**TASK TO CARRY OUT:** Would you please give all the lines below again, exactly as they stand?

++++ DATA SHOWN

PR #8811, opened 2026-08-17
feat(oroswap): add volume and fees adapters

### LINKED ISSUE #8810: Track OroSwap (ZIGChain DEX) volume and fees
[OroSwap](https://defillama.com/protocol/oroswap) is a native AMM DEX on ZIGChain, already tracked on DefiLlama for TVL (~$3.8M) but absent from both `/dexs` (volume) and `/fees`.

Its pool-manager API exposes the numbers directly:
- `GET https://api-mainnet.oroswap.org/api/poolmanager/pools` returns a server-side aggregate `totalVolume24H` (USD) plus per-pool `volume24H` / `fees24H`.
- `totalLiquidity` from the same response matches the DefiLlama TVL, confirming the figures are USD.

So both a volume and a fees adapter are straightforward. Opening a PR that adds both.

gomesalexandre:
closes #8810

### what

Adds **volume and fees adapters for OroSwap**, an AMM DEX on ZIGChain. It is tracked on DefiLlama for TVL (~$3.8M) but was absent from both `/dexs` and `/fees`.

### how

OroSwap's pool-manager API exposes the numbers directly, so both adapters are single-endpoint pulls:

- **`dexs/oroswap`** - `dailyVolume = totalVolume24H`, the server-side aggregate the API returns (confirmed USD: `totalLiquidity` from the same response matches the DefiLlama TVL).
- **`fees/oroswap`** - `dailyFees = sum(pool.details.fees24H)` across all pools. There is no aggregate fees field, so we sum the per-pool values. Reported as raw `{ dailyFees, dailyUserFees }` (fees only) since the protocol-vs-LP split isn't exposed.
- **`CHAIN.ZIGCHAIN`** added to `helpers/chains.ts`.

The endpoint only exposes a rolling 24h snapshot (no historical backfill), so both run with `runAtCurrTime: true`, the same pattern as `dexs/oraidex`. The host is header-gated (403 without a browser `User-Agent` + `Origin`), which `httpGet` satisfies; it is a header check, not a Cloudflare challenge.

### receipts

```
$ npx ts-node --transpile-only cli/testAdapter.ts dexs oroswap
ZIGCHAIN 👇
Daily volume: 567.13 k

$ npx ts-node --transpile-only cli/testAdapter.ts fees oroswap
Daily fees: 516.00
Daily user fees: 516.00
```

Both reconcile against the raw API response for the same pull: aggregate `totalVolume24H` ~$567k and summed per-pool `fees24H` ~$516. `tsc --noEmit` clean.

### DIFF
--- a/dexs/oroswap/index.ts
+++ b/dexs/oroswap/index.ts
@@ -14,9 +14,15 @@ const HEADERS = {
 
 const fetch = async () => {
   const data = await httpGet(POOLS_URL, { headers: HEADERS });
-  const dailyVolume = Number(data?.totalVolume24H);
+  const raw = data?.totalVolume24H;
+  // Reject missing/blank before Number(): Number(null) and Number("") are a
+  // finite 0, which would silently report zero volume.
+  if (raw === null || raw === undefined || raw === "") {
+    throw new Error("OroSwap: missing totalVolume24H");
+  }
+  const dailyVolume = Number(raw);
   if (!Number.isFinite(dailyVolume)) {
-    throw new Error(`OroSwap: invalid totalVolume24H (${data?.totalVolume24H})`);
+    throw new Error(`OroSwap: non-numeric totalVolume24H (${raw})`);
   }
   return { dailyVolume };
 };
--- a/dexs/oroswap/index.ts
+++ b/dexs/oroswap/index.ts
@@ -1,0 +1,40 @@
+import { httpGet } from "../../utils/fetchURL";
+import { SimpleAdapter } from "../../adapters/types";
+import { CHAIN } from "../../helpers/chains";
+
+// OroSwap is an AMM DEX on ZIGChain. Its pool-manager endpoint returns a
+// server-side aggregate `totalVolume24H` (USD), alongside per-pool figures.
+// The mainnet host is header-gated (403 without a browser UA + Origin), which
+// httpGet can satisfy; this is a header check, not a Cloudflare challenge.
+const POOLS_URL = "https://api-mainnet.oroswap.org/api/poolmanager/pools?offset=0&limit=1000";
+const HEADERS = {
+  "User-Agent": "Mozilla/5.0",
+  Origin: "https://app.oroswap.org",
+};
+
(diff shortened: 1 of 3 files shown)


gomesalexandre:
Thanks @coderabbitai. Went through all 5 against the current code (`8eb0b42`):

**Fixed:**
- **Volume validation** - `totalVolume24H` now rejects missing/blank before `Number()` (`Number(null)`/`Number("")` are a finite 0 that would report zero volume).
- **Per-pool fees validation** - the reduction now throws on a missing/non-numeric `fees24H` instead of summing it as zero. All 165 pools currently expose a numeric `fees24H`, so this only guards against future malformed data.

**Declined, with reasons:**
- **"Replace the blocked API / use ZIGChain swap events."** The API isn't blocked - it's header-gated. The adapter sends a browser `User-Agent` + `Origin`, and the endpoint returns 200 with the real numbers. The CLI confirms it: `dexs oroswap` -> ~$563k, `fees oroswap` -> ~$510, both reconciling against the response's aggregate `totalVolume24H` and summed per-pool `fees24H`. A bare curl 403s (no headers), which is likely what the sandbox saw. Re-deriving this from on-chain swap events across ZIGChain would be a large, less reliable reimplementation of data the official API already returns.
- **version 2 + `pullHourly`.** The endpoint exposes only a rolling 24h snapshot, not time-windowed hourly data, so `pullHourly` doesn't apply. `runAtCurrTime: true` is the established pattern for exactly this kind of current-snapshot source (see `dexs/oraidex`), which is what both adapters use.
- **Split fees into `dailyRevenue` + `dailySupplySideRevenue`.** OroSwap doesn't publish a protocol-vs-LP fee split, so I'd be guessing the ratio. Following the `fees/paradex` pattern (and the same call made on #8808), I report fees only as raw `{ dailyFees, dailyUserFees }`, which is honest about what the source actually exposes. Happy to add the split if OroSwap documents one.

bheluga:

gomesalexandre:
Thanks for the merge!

++++++++

**REPLY:**
PR #8811, opened 2026-08-17
feat(oroswap): add volume and fees adapters

### LINKED ISSUE #8810: Track OroSwap (ZIGChain DEX) volume and fees
[OroSwap](https://defillama.com/protocol/oroswap) is a native AMM DEX on ZIGChain, already tracked on DefiLlama for TVL (~$3.8M) but absent from both `/dexs` (volume) and `/fees`.

Its pool-manager API exposes the numbers directly:
- `GET https://api-mainnet.oroswap.org/api/poolmanager/pools` returns a server-side aggregate `totalVolume24H` (USD) plus per-pool `volume24H` / `fees24H`.
- `totalLiquidity` from the same response matches the DefiLlama TVL, confirming the figures are USD.

So both a volume and a fees adapter are straightforward. Opening a PR that adds both.

gomesalexandre:
closes #8810

### what

Adds **volume and fees adapters for OroSwap**, an AMM DEX on ZIGChain. It is tracked on DefiLlama for TVL (~$3.8M) but was absent from both `/dexs` and `/fees`.

### how

OroSwap's pool-manager API exposes the numbers directly, so both adapters are single-endpoint pulls:

- **`dexs/oroswap`** - `dailyVolume = totalVolume24H`, the server-side aggregate the API returns (confirmed USD: `totalLiquidity` from the same response matches the DefiLlama TVL).
- **`fees/oroswap`** - `dailyFees = sum(pool.details.fees24H)` across all pools. There is no aggregate fees field, so we sum the per-pool values. Reported as raw `{ dailyFees, dailyUserFees }` (fees only) since the protocol-vs-LP split isn't exposed.
- **`CHAIN.ZIGCHAIN`** added to `helpers/chains.ts`.

The endpoint only exposes a rolling 24h snapshot (no historical backfill), so both run with `runAtCurrTime: true`, the same pattern as `dexs/oraidex`. The host is header-gated (403 without a browser `User-Agent` + `Origin`), which `httpGet` satisfies; it is a header check, not a Cloudflare challenge.

### receipts

```
$ npx ts-node --transpile-only cli/testAdapter.ts dexs oroswap
ZIGCHAIN 👇
Daily volume: 567.13 k

$ npx ts-node --transpile-only cli/testAdapter.ts fees oroswap
Daily fees: 516.00
Daily user fees: 516.00
```

Both reconcile against the raw API response for the same pull: aggregate `totalVolume24H` ~$567k and summed per-pool `fees24H` ~$516. `tsc --noEmit` clean.

### DIFF
--- a/dexs/oroswap/index.ts
+++ b/dexs/oroswap/index.ts
@@ -14,9 +14,15 @@ const HEADERS = {
 
 const fetch = async () => {
   const data = await httpGet(POOLS_URL, { headers: HEADERS });
-  const dailyVolume = Number(data?.totalVolume24H);
+  const raw = data?.totalVolume24H;
+  // Reject missing/blank before Number(): Number(null) and Number("") are a
+  // finite 0, which would silently report zero volume.
+  if (raw === null || raw === undefined || raw === "") {
+    throw new Error("OroSwap: missing totalVolume24H");
+  }
+  const dailyVolume = Number(raw);
   if (!Number.isFinite(dailyVolume)) {
-    throw new Error(`OroSwap: invalid totalVolume24H (${data?.totalVolume24H})`);
+    throw new Error(`OroSwap: non-numeric totalVolume24H (${raw})`);
   }
   return { dailyVolume };
 };
--- a/dexs/oroswap/index.ts
+++ b/dexs/oroswap/index.ts
@@ -1,0 +1,40 @@
+import { httpGet } from "../../utils/fetchURL";
+import { SimpleAdapter } from "../../adapters/types";
+import { CHAIN } from "../../helpers/chains";
+
+// OroSwap is an AMM DEX on ZIGChain. Its pool-manager endpoint returns a
+// server-side aggregate `totalVolume24H` (USD), alongside per-pool figures.
+// The mainnet host is header-gated (403 without a browser UA + Origin), which
+// httpGet can satisfy; this is a header check, not a Cloudflare challenge.
+const POOLS_URL = "https://api-mainnet.oroswap.org/api/poolmanager/pools?offset=0&limit=1000";
+const HEADERS = {
+  "User-Agent": "Mozilla/5.0",
+  Origin: "https://app.oroswap.org",
+};
+
(diff shortened: 1 of 3 files shown)


gomesalexandre:
Thanks @coderabbitai. Went through all 5 against the current code (`8eb0b42`):

**Fixed:**
- **Volume validation** - `totalVolume24H` now rejects missing/blank before `Number()` (`Number(null)`/`Number("")` are a finite 0 that would report zero volume).
- **Per-pool fees validation** - the reduction now throws on a missing/non-numeric `fees24H` instead of summing it as zero. All 165 pools currently expose a numeric `fees24H`, so this only guards against future malformed data.

**Declined, with reasons:**
- **"Replace the blocked API / use ZIGChain swap events."** The API isn't blocked - it's header-gated. The adapter sends a browser `User-Agent` + `Origin`, and the endpoint returns 200 with the real numbers. The CLI confirms it: `dexs oroswap` -> ~$563k, `fees oroswap` -> ~$510, both reconciling against the response's aggregate `totalVolume24H` and summed per-pool `fees24H`. A bare curl 403s (no headers), which is likely what the sandbox saw. Re-deriving this from on-chain swap events across ZIGChain would be a large, less reliable reimplementation of data the official API already returns.
- **version 2 + `pullHourly`.** The endpoint exposes only a rolling 24h snapshot, not time-windowed hourly data, so `pullHourly` doesn't apply. `runAtCurrTime: true` is the established pattern for exactly this kind of current-snapshot source (see `dexs/oraidex`), which is what both adapters use.
- **Split fees into `dailyRevenue` + `dailySupplySideRevenue`.** OroSwap doesn't publish a protocol-vs-LP fee split, so I'd be guessing the ratio. Following the `fees/paradex` pattern (and the same call made on #8808), I report fees only as raw `{ dailyFees, dailyUserFees }`, which is honest about what the source actually exposes. Happy to add the split if OroSwap documents one.

bheluga:

gomesalexandre:
Thanks for the merge!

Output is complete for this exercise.